Stasis dermatitis, or stasis eczema, is a common inflammatory dermatosis of the lower extremities occurring in patients with chronic venous insufficiency, often in association with varicose veins, dependent chronic edema, hyperpigmentation, lipodermatosclerosis, and ulcerations. Stasis dermatitis may rarely involve the upper limbs in patients with artificial arteriovenous (AV) fistulas for hemodialysis or congenital AV malformations .
This topic will discuss the pathogenesis, clinical presentation, complications, and treatment of stasis dermatitis. The pathophysiology, clinical and diagnostic evaluation, and treatment of lower extremity chronic venous disease are discussed separately. (See "Pathophysiology of chronic venous disease" and "Diagnostic evaluation of chronic venous insufficiency" and "Post-thrombotic (postphlebitic) syndrome" and "Medical management of lower extremity chronic venous disease".)

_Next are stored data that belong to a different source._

PR #428, opened 2023-10-08
Optimise `HashingEncoder` for both large and small dataframes

bkhant1:
I used the HashingEncoder recently and found weird that any call to `fit` or `transform`, even for a dataframe with only 10s of rows and a couple of columns took at least 2s... 

I also had quite a large amount of data to encode, and that took a long time. 

That got me started on improving the performance of HashingEncoder, and here's the result! There are quite a few changes in there, each individual change should be in it's own commit, and here's a summary of the performance gain on my machine (macOS Monteray, i7 2.3ghz). 

|  | Baseline | Numpy arrays instead of apply | Shared memory instead of queue | Fork instead of spawn | Faster hashlib usage |
| --- | --- | --- | --- | --- | --- |
| n_rows=30 n_features=3 n_components=10 n_process=4 | 3.55 s ± 150 ms per loop (mean ± std. dev. of ... | 3.62 s ± 140 ms per loop (mean ± std. dev. of ... | 2.2 s ± 41.6 ms per loop (mean ± std. dev. of ... | 56.6 ms ± 2.91 ms per loop (mean ± std. dev. o... | 47.3 ms ± 516 µs per loop (mean ± std. dev. of... |
| n_rows=30 n_features=3 n_components=10 n_process=1 | 1.24 s ± 52.6 ms per loop (mean ± std. dev. of... | 1.42 s ± 170 ms per loop (mean ± std. dev. of ... | 1.74 ms ± 32.2 µs per loop (mean ± std. dev. o... | 2.08 ms ± 91.7 µs per loop (mean ± std. dev. o... | 1.86 ms ± 173 µs per loop (mean ± std. dev. of... |
| n_rows=30 n_features=3 n_components=100 n_process=1 | 1.22 s ± 51.5 ms per loop (mean ± std. dev. of... | 1.33 s ± 60.7 ms per loop (mean ± std. dev. of... | 1.73 ms ± 29.7 µs per loop (mean ± std. dev. o... | 2.01 ms ± 148 µs per loop (mean ± std. dev. of... | 2.01 ms ± 225 µs per loop (mean ± std. dev. of... |
| n_rows=10000 n_features=10 n_components=10 n_process=4 | 5.45 s ± 85.8 ms per loop (mean ± std. dev. of... | 5.36 s ± 57.5 ms per loop (mean ± std. dev. of... | 2.23 s ± 39.6 ms per loop (mean ± std. dev. of... | 120 ms ± 3.02 ms per loop (mean ± std. dev. of... | 96.4 ms ± 2.33 ms per loop (mean ± std. dev. o... |
| n_rows=10000 n_features=10 n_components=10 n_process=1 | 1.61 s ± 30.1 ms per loop (mean ± std. dev. of... | 1.45 s ± 27.2 ms per loop (mean ± std. dev. of... | 227 ms ± 6.03 ms per loop (mean ± std. dev. of... | 236 ms ± 3.06 ms per loop (mean ± std. dev. of... | 170 ms ± 1.35 ms per loop (mean ± std. dev. of... |
| n_rows=100000 n_features=10 n_components=10 n_process=4 | 5.99 s ± 215 ms per loop (mean ± std. dev. of ... | 5.71 s ± 148 ms per loop (mean ± std. dev. of ... | 4.8 s ± 25.4 ms per loop (mean ± std. dev. of ... | 836 ms ± 42.3 ms per loop (mean ± std. dev. of... | 622 ms ± 33.2 ms per loop (mean ± std. dev. of... |
| n_rows=100000 n_features=10 n_components=10 n_process=1 | 5.38 s ± 53 ms per loop (mean ± std. dev. of 7... | 3.73 s ± 56.5 ms per loop (mean ± std. dev. of... | 2.25 s ± 57.4 ms per loop (mean ± std. dev. of... | 3.76 s ± 1.61 s per loop (mean ± std. dev. of ... | 1.68 s ± 19.9 ms per loop (mean ± std. dev. of... |
| n_rows=1000000 n_features=50 n_components=10 n_process=4 | 50.8 s ± 1.17 s per loop (mean ± std. dev. of ... | 56.4 s ± 2.11 s per loop (mean ± std. dev. of ... | 37.1 s ± 576 ms per loop (mean ± std. dev. of ... | 36.9 s ± 2.19 s per loop (mean ± std. dev. of ... | 26.6 s ± 1.8 s per loop (mean ± std. dev. of 7... |
| n_rows=1000000 n_features=50 n_components=10 n_process=1 | 2min 22s ± 2.05 s per loop (mean ± std. dev. o... | 2min 19s ± 3.08 s per loop (mean ± std. dev. o... | 1min 47s ± 1.15 s per loop (mean ± std. dev. o... | 2min 10s ± 18.4 s per loop (mean ± std. dev. o... | 1min 21s ± 1.67 s per loop (mean ± std. dev. o... |

The notebook that produced that table can be found [here](https://gist.github.com/bkhant1/ae2b813817d53b19a81f6774234fcfe3) 

## Proposed Changes

The changes are listed by commit.

### [Add a simple non-regression HashEncoder test](https://github.com/scikit-learn-contrib/category_encoders/commit/0afe06586c71388b8fd4034d196de8a7df4ad56c) 

To make sure I am not breaking it.

### [In HashingEncoder process the df as a numpy array instead of using apply](https://github.com/scikit-learn-contrib/category_encoders/commit/de124410f29778487a2910c8dd7f15ed15785705)

It has no direct impact on performance, however it allows accessing the memory layout of the dataframe directly. That allows using shared memory to communicate between processes instead of a data queue, which does improve performance. 

### [In HashEncoder use shared memory instead of queue for multiproccessing](https://github.com/scikit-learn-contrib/category_encoders/commit/5235a6b85e787b3a384c0d43f314c0e3146d3daf)

It is faster to write directly in memory that to have to data transit through a queue.

The multiprocessing method is similar to what it was with queues: the dataframe is split into chunks, and each process applies the hashing trick to its chunk of the dataframe. Instead of writting the result to a queue, it writes it directly in a shared memory segment, that is also the underlying memory of a numpy array that is used to build the output dataframe.

### [Allow forking processes instead of spwaning them and make it default](https://github.com/scikit-learn-contrib/category_encoders/commit/12f8f242959314ed770750902c1e5ab8ca81263e)

This makes the HashEncoder transform method a lot faster on small datasets.

The spawn process creation method creates a new python interpreter from scratch, and re-import all required module. In a minimal case (pandas and category_encoders.hashing only are imported) this adds a ~2s overhead to any call to transform.

Fork creates a copy of the current process, and that's it. It is unsafe to use with threads, locks, file descriptors, ... but in that case the only thing the forked process will do is process some data and write it to ITS OWN segment of a shared memory. It is a lot faster as pandas doesn't have to be re-imported (around 20ms?)

It might take up more memory as more than the necessary variables (the largest one by far being the HashEncoder instance, which include the user dataframe) will be copied. Add the option to use spawn instead of fork to potentially save some memory.

### [Remove python 2 check code and faster use of hashlib](https://github.com/scikit-learn-contrib/category_encoders/commit/d2d535b4b8b2c54adcb9b13a6b06b5fc8c55286c)

Python 2 is not supported on master, the check isn't useful.

Create int indexes from hashlib bytes digest instead of hex digest as it's faster.

Call the md5 hashlib constructor directly instead of new('md5'), which is also faster.

### DIFF
--- a/category_encoders/hashing.py
+++ b/category_encoders/hashing.py
@@ -8,6 +8,7 @@ import pandas as pd
 import numpy as np
 import math
 import platform
+from concurrent.futures import ProcessPoolExecutor
 
 __author__ = 'willmcginnis', 'LiuShulun'
 
@@ -108,7 +109,6 @@ class HashingEncoder(util.BaseEncoder, util.UnsupervisedTransformerMixin):
     """
     prefit_ordinal = False
     encoding_relation = util.EncodingRelation.ONE_TO_M
-    default_int_np_array = np.array(np.zeros((2,2), dtype='int'))
 
     def __init__(self, max_process=0, max_sample=0, verbose=0, n_components=8, cols=None, drop_invariant=False,
                  return_df=True, hash_method='md5', process_creation_method='fork'):
@@ -179,16 +179,17 @@ class HashingEncoder(util.BaseEncoder, util.UnsupervisedTransformerMixin):
         return X
 
     @staticmethod
-    def hash_chunk(hash_method, shared_memory_result, np_df, N, shared_memory_offset):
+    def hash_chunk(args):
+        hash_method, np_df, N = args
         # Calling getattr outside the loop saves some time in the loop
         hasher_constructor = getattr(hashlib, hash_method)
         # Same when the call to getattr is implicit
         int_from_bytes = int.from_bytes
+        result = np.zeros((np_df.shape[0], N), dtype='int')
         for i, row in enumerate(np_df):
             for val in row:
                 if val is not None:
                     hasher = hasher_constructor()
-                    hasher.update(bytes(str(val), 'utf-8'))
                     # Computes an integer index from the hasher digest. The endian is 
                     # "big" as the code use to read:
                     # column_index = int(hasher.hexdigest(), 16) % N
@@ -196,45 +197,36 @@ class HashingEncoder(util.BaseEncoder, util.UnsupervisedTransformerMixin):
                     # even if the system is little endian.
                     # Building the index that way is about 30% faster than using the 
                     # hexdigest.
+                    hasher.update(bytes(str(val), 'utf-8'))
                     column_index = int_from_bytes(hasher.digest(), byteorder='big') % N
-                    row_index = (shared_memory_offset + i)*N
-                    shared_memory_index = row_index + column_index
-                    shared_memory_result[shared_memory_index] += 1
+                    result[i, column_index] += 1
+        return result
 
-    def hashing_trick_with_np_parallel(self, df, N):
+    def hashing_trick_with_np_parallel(self, df, N: int):
         np_df = df.to_numpy()
-        shared_memory_result = multiprocessing.RawArray(HashingEncoder.default_int_np_array.dtype.char, len(df)*N)
-
-        process_list = []
-        chunk_size = int(len(np_df)/self.max_process)
         ctx = multiprocessing.get_context(self.process_creation_method)
-        for i in range(0, self.max_process-1):
-            process = ctx.Process(target=self.hash_chunk,
-                args=(self.hash_method, shared_memory_result, np_df[i*chunk_size:((i+1)*chunk_size)], N, i*chunk_size))
-            process_list.append(process)
 
-        # The last process processes all the rest of the dataframe, because the number of rows might not
-        # be divisible by max_process. 
-        process = ctx.Process(target=self.hash_chunk,
-            args=(self.hash_method, shared_memory_result, np_df[(self.max_process-1)*chunk_size:], N, (self.max_process-1)*chunk_size))
-        process_list.append(process)
+        with ProcessPoolExecutor(max_workers=self.max_process, mp_context=ctx) as executor:
+            result = np.concatenate(list(
+                executor.map(
+                    self.hash_chunk,
+                    zip(
+                        [self.hash_method]*self.max_process,
+                        np.array_split(np_df, self.max_process),
+                        [N]*self.max_process
+                    )
+                )
+            ))
 
-        for process in process_list:
-            process.start()
-        for process in process_list:
-            process.join()
-
-        np_result = np.array(shared_memory_result, 'int')
-
-        return pd.DataFrame(np_result.reshape(len(df), N), index=df.index)
+        return pd.DataFrame(result, index=df.index)
 
     def hashing_trick_with_np_no_parallel(self, df, N):
         np_df = df.to_numpy()
-        np_result = np.zeros((len(df)*N), dtype='int')
 
-        HashingEncoder.hash_chunk(self.hash_method, np_result, np_df, N, 0)
+        result = HashingEncoder.hash_chunk((self.hash_method, np_df, N))
+
+        return pd.DataFrame(result, index=df.index)
         
-        return pd.DataFrame(np_result.reshape(len(df), N), index=df.index)
 
     def hashing_trick(self, X_in, hashing_method='md5', N=2, cols=None, make_copy=False):
         """A basic hashing implementation with configurable dimensionality/precision
--- a/category_encoders/hashing.py
+++ b/category_encoders/hashing.py
@@ -175,12 +175,9 @@ class HashingEncoder(util.BaseEncoder, util.UnsupervisedTransformerMixin):
         for i, row in enumerate(np_df):
             for val in row:
                 if val is not None:
-                    hasher = hashlib.new('md5')
-                    if sys.version_info[0] == 2:
-                        hasher.update(str(val))
-                    else:
-                        hasher.update(bytes(str(val), 'utf-8'))
-                    column_index = int(hasher.hexdigest(), 16) % N
+                    hasher = hashlib.md5()
+                    hasher.update(bytes(str(val), 'utf-8'))
+                    column_index = int.from_bytes(hasher.digest(), byteorder='big') % N
                     row_index = (shm_offset + i)*N
                     shm_index = row_index + column_index
                     shm_result[shm_index] += 1
--- a/category_encoders/hashing.py
+++ b/category_encoders/hashing.py
@@ -122,7 +122,6 @@ class HashingEncoder(util.BaseEncoder, util.UnsupervisedTransformerMixin):
             self.max_process = max_process
         self.max_sample = int(max_sample)
         self.process_creation_method = process_creation_method
-        self.auto_sample = max_sample <= 0
         self.data_lines = 0
         self.X = None
 
@@ -171,13 +170,24 @@ class HashingEncoder(util.BaseEncoder, util.UnsupervisedTransformerMixin):
         return X
 
     @staticmethod
-    def hash_chunk(shm_result, np_df, N, shm_offset):
+    def hash_chunk(hash_method, shm_result, np_df, N, shm_offset):
+        # Calling getattr outside the loop saves some time in the loop
+        hasher_constructor = getattr(hashlib, hash_method)
+        # Same when the call to getattr is implicit
+        int_from_bytes = int.from_bytes
         for i, row in enumerate(np_df):
             for val in row:
                 if val is not None:
-                    hasher = hashlib.md5()
+                    hasher = hasher_constructor()
                     hasher.update(bytes(str(val), 'utf-8'))
-                    column_index = int.from_bytes(hasher.digest(), byteorder='big') % N
+                    # Computes an integer index from the hasher digest. The endian is 
+                    # "big" as the code use to read:
+                    # column_index = int(hasher.hexdigest(), 16) % N
+                    # which is implicitly considering the hexdigest to be big endian,
+                    # even if the system is little endian.
+                    # Building the index that way is about 30% faster than using the 
+                    # hexdigest.
+                    column_index = int_from_bytes(hasher.digest(), byteorder='big') % N
                     row_index = (shm_offset + i)*N
                     shm_index = row_index + column_index
                     shm_result[shm_index] += 1
@@ -186,35 +196,34 @@ class HashingEncoder(util.BaseEncoder, util.UnsupervisedTransformerMixin):
         np_df = df.to_numpy()
         shm_result = multiprocessing.RawArray(HashingEncoder.default_int_np_array.dtype.char, len(df)*N)
 
-        n_process = []
+        process_list = []
         chunk_size = int(len(np_df)/self.max_process)
         ctx = multiprocessing.get_context(self.process_creation_method)
         for i in range(0, self.max_process-1):
             process = ctx.Process(target=self.hash_chunk,
-                args=(shm_result, np_df[i*chunk_size:((i+1)*chunk_size)], N, i*chunk_size))
-            n_process.append(process)
+                args=(self.hash_method, shm_result, np_df[i*chunk_size:((i+1)*chunk_size)], N, i*chunk_size))
+            process_list.append(process)
 
         # The last process processes all the rest of the dataframe, because the number of rows might not
         # be divisible by max_process. 
         process = ctx.Process(target=self.hash_chunk,
-            args=(shm_result, np_df[(self.max_process-1)*chunk_size:], N, (self.max_process-1)*chunk_size))
-        n_process.append(process)
+            args=(self.hash_method, shm_result, np_df[(self.max_process-1)*chunk_size:], N, (self.max_process-1)*chunk_size))
+        process_list.append(process)
 
-        for process in n_process:
+        for process in process_list:
             process.start()
-        for process in n_process:
+        for process in process_list:
             process.join()
 
         np_result = np.array(shm_result, 'int')
 
         return pd.DataFrame(np_result.reshape(len(df), N), index=df.index)
 
-    @staticmethod
-    def hashing_trick_with_np_no_parallel(df, N):
+    def hashing_trick_with_np_no_parallel(self, df, N):
         np_df = df.to_numpy()
         np_result = np.zeros((len(df)*N), dtype='int')
 
-        HashingEncoder.hash_chunk(np_result, np_df, N, 0)
+        HashingEncoder.hash_chunk(self.hash_method, np_result, np_df, N, 0)
         
         return pd.DataFrame(np_result.reshape(len(df), N), index=df.index)
 
--- a/category_encoders/hashing.py
+++ b/category_encoders/hashing.py
@@ -102,6 +102,7 @@ class HashingEncoder(util.BaseEncoder, util.UnsupervisedTransformerMixin):
     """
     prefit_ordinal = False
     encoding_relation = util.EncodingRelation.ONE_TO_M
+    default_int_np_array = np.array(np.zeros((2,2), dtype='int'))
 
     def __init__(self, max_process=0, max_sample=0, verbose=0, n_components=8, cols=None, drop_invariant=False,
                  return_df=True, hash_method='md5'):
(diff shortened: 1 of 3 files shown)


category_encoders/hashing.py
```diff
@@ -129,87 +132,7 @@ def __init__(self, max_process=0, max_sample=0, verbose=0, n_components=8, cols=
...
-        self.X = X
-
-        self.data_lines = len(self.X)
-
-        data_lock = multiprocessing.Manager().Lock()
-        new_start = multiprocessing.Manager().Value('d', True)
-        done_index = multiprocessing.Manager().Value('d', int(0))
-        hashing_parts = multiprocessing.Manager().Queue()
-
-        if self.auto_sample:
```
PaulWestenthanner, line 179: you don't need the auto sample attribute anymore

category_encoders/hashing.py
```diff
@@ -238,18 +161,64 @@ def _transform_single_cpu(self, X, override_return_df=False):
...
+                    column_index = int.from_bytes(hasher.digest(), byteorder='big') % N
+                    row_index = (shm_offset + i)*N
+                    shm_index = row_index + column_index
+                    shm_result[shm_index] += 1
+
+    def hashing_trick_with_np_parallel(self, df, N):
+        np_df = df.to_numpy()
+        shm_result = multiprocessing.RawArray(HashingEncoder.default_int_np_array.dtype.char, len(df)*N)
+
+        n_process = []
```
PaulWestenthanner, line 189: `n_process` sounds like an integer. Better call it `process_list` or something more telling. You only copied the name but probably it's time to change it now

category_encoders/hashing.py
```diff
@@ -238,18 +161,64 @@ def _transform_single_cpu(self, X, override_return_df=False):
...
+        chunk_size = int(len(np_df)/self.max_process)
```
PaulWestenthanner, line 190: this ignores the `max_samples` parameter and might lead to the process crashing in case of too much data / too few CPUs

category_encoders/hashing.py
```diff
@@ -101,9 +102,10 @@ class HashingEncoder(util.BaseEncoder, util.UnsupervisedTransformerMixin):
     """
     prefit_ordinal = False
     encoding_relation = util.EncodingRelation.ONE_TO_M
+    default_int_np_array = np.array(np.zeros((2,2), dtype='int'))
 
     def __init__(self, max_process=0, max_sample=0, verbose=0, n_components=8, cols=None, drop_invariant=False,
-                 return_df=True, hash_method='md5'):
+                 return_df=True, hash_method='md5', process_creation_method='fork'):
```
PaulWestenthanner, line 108: please add the `process_creation_method` parameter in the documentation and explain the options

category_encoders/hashing.py
```diff
@@ -238,18 +161,64 @@ def _transform_single_cpu(self, X, override_return_df=False):
...
+    def hash_chunk(shm_result, np_df, N, shm_offset):
+        for i, row in enumerate(np_df):
+            for val in row:
+                if val is not None:
+                    hasher = hashlib.md5()
+                    hasher.update(bytes(str(val), 'utf-8'))
+                    column_index = int.from_bytes(hasher.digest(), byteorder='big') % N
+                    row_index = (shm_offset + i)*N
+                    shm_index = row_index + column_index
+                    shm_result[shm_index] += 1
```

Skin changes related to chronic venous insufficiency, including edema, hyperpigmentation, eczema, fibrosis, atrophy, and ulceration, are reported in 1 to 20 percent of women and in 1 to 17 percent of men . In one study, stasis dermatitis was reported in 6.2 percent of patients over the age of 65 . Established risk factors for varicose veins and chronic venous insufficiency include age, family history of venous disease, female sex, standing occupation, obesity, and history of deep vein thrombosis [2,4]. Heart failure and hypertension are aggravating factors.

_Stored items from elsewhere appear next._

PR #431, opened 2023-11-21
if y is bool convert it into numerical

mausam3407:
Fixes #

## Proposed Changes

We're converting the y to float in _transform function but not in fit function. And for other transforms as well, if we're required to do numerical calculation on y, we first convert it to float. This PR is to maintain the consitency in behaviour
  -
  -
  -


PaulWestenthanner:
nice idea, LGTM & merging

PR #432, opened 2023-12-06
Fixed the DataFrame conversion of y in PolynomialWrapper's fit method

Asiaticum:
Fixes #

## Proposed Changes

The epidemiology of chronic venous insufficiency is discussed separately. (See "Overview and management of lower extremity chronic venous disease", section on 'Epidemiology'.)

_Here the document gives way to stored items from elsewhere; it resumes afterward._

PR #461, opened 2025-08-15
Fix TargetEncoder compatibility with scikit-learn ColumnTransformer

### LINKED ISSUE #460: TargetEncoder cannot be cloned by scikit-learn when hierarchy is passed
# Description

scikit-learn expects to be able to clone transformers in many contexts including the `ColumnTransformer`.  It will throw an exception if the parameters do not match the original parameters.  The `TargetEncoder` modifies the `hierarchy` object passed if it is not None, and this causes an exception when the `TargetEncoder` is used in a `ColumnTransformer` and likely other contexts.

From the [scikit-learn docs](https://scikit-learn.org/stable/developers/develop.html#instantiation:~:text=There%20should%20be,in%20fit.):

> There should be no logic, not even input validation, and the parameters should not be changed; which also means ideally they should not be mutable objects such as lists or dictionaries. If they’re mutable, they should be copied before being modified. The corresponding logic should be put where the parameters are used, typically in fit.

# Example

Here's an example:
```python
import pandas as pd
from sklearn.compose import ColumnTransformer

features: list[str] = ["cat_feature", "int_feature"]
target: str = "target"

df: pd.DataFrame = pd.DataFrame({
    "cat_feature": ["aa", "ab", "ac", "ba", "bb", "bc"],
    "int_feature": [10, 11, 9, 8, 12, 10],
    "target": [1, 2, 1, 2, 1, 2]
})

hierarchical_map: dict = {
    "cat_feature": {
        "a": ("aa", "ab", "ac"),
        "b": ("ba", "bb", "bc"),
    },
}

# This works
target_encoder = ce.TargetEncoder(cols=["cat_feature"], min_samples_leaf=2, smoothing=2, hierarchy=hierarchical_map)
target_encoder.fit_transform(df[features], df[target])

# This fails
preprocessor = ColumnTransformer(
    transformers=[
        ("categorical", ce.TargetEncoder(cols=["cat_feature"], min_samples_leaf=2, smoothing=2, hierarchy=hierarchical_map), ["cat_feature"]),
    ],
    remainder='passthrough',
    verbose_feature_names_out=False,
)
preprocessor.fit_transform(df[features], df[target])
```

The final common pathway that leads to chronic venous insufficiency is the development of venous hypertension. In most cases, venous hypertension results from dysfunction of the venous valves, obstruction to the venous flow, or failure of the "venous pump" . If the valves of deep or perforator veins are incompetent, the increased pressure generated during standing or calf muscle contraction causes blood to reflux into the superficial venous system, converting it into a high pressure system. (See "Pathophysiology of chronic venous disease", section on 'Genesis and consequences of chronic venous hypertension'.)